Le parallèle est accepté à Ljubljana: «Nous, Slovènes, nous sommes conscients d’avoir acquis l’indépendance en exerçant notre droit à l’autodétermination, et d’autres peuples y ont également droit», a ainsi déclaré le président Borut Pahor, tandis que certains ténors de la majorité de centre gauche estiment que la Slovénie devrait être «le premier pays d’Europe à reconnaître une future république de Catalogne». Le porte-parole des observateurs internationaux présents au référendum du 1er octobre dernier n’était d’ailleurs autre que Dimitrij Rupel, ancien ministre slovène des Affaires étrangères.

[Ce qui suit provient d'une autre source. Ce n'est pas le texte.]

PR #710, opened 2021-12-25
Allow to create primitive array by vec without extra memcopy

sundy-li:
`from_vec` is a faster way to create `primitive array` than `from_slice`.


jorgecarleitao:
Thanks a lot!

Les points de divergence entre les deux situations ne manquent pourtant pas. Tout d’abord, le oui slovène à l’indépendance avait recueilli 88,2% des voix, mais 90,3% des électeurs inscrits s’étaient rendus aux urnes, bien plus qu’en Catalogne le 1er octobre. Surtout, la Constitution yougoslave reconnaissait formellement le droit à la sécession des républiques fédérées, dont la Slovénie, alors qu’un tel droit n’est nullement reconnu aux communautés autonomes par la Constitution espagnole.
La situation kosovare
L’autre exemple souvent évoqué est celui du Kosovo, et Belgrade n’a pas manqué de dénoncer les «doubles standards» des pays européens qui ont reconnu l’indépendance proclamée par l’ancienne province serbe, le 17 février 2008, mais s’opposent aux aspirations séparatistes de Barcelone. Le parallèle irrite les dirigeants kosovars, qui excluent toute comparaison, en rappelant la guerre et la violence de la répression du régime de Belgrade. Les «parrains» occidentaux de l’indépendance du Kosovo avaient souligné que celle-ci représentait un «cas exceptionnel», argument qui n’avait d’ailleurs pas convaincu Madrid: l’Espagne ne reconnaît toujours pas l’indépendance de Pristina.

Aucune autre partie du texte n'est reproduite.